WHAT IS REQUIRED »
Take each line below that has "work" and copy it.

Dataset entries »
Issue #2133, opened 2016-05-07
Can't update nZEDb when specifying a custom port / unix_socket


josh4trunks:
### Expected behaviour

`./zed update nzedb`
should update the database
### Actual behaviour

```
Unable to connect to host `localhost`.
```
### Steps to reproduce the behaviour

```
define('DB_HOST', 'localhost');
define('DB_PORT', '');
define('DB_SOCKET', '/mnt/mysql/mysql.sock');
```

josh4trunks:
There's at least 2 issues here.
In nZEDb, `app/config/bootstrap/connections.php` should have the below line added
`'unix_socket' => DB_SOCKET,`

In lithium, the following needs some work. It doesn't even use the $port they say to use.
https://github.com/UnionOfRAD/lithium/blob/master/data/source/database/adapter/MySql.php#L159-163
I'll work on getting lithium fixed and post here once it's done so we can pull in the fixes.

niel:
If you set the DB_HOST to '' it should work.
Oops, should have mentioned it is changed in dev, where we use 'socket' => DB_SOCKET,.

WRITTEN RESPONSE »
In lithium, the following needs some work. It doesn't even use the $port they say to use.
I'll work on getting lithium fixed and post here once it's done so we can pull in the fixes.
If you set the DB_HOST to '' it should work.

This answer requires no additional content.